6. Yıldız Sosyal Bilimler Kongresi, 2019
Bu araştırma ile Türk ebeveynler ve yabancı uyruklu ebeveynlerin, çocuklarının erken çocukluk döneminde aldıkları eğitimin önemine ve bu eğitimden beklentilerine ilişkin görüşlerinin incelenmesi amaçlanmıştır. Çalışma grubunu 15 Türk, 15 yabancı uyruklu toplam 30 ebeveyn oluşturmaktadır. Bu araştırma nitel araştırma çalışmasıdır ve olgu bilim deseni ile yürütülmüştür. Araştırma verileri yarı yapılandırılmış görüşme tekniği ile toplanmıştır. Veriler içerik analizi yöntemi ile çözümlenmiştir. Araştırma sonucunda iki ebeveyn grubunun da erken çocukluk eğitiminin öneminin farkında oldukları görülmüştür. Katılımcılar, çocukları erken çocukluk eğitimi almadığı takdirde gelişimlerinin sekteye uğrayacağını, evde verimsiz zaman geçireceklerini ve ilkokula hazır olamayacaklarını düşünmektedirler. Ebeveynler, erken çocukluk eğitiminden çocuklarının sosyal gelişiminin desteklenmesi ve ilkokula hazırlanması yönünde beklenti içerisindedirler.

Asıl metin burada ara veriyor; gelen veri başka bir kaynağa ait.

PR #243, opened 2024-11-29
Sanity Checks for Selection

ychenfo:


LPTK (approved):
Thanks, this is a good first step!

But I'd actually like to refine the scheme a little. We should make the default result `null` rather than `undefined` wherever we can. So MLscript functions that don't return a specific value should return `null`. And it shouldn't be necessary to instrument with `?? null` calls known to be to MLscript functions. You can check that by seeing if the function being called has an associated symbol. This should be done in the Elaborator, which should wrap only unknown calls into an `OrNull(trm)` wrapper that results in `?? null` in JS.

Let's do that in a new PR.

Bunlara ek olarak, yabancı uyruklu ebeveynler, erken çocuk eğitiminden çocuklarının Türk toplumuna uyum sağlaması ve Türkçe öğrenmesi beklentileri içerisindedirler. Ebeveynler eğitim kurumları ve öğretmenlerden çocuklarının güvenlik ve sağlık ihtiyaçlarının karşılanmasını da beklemektedirler.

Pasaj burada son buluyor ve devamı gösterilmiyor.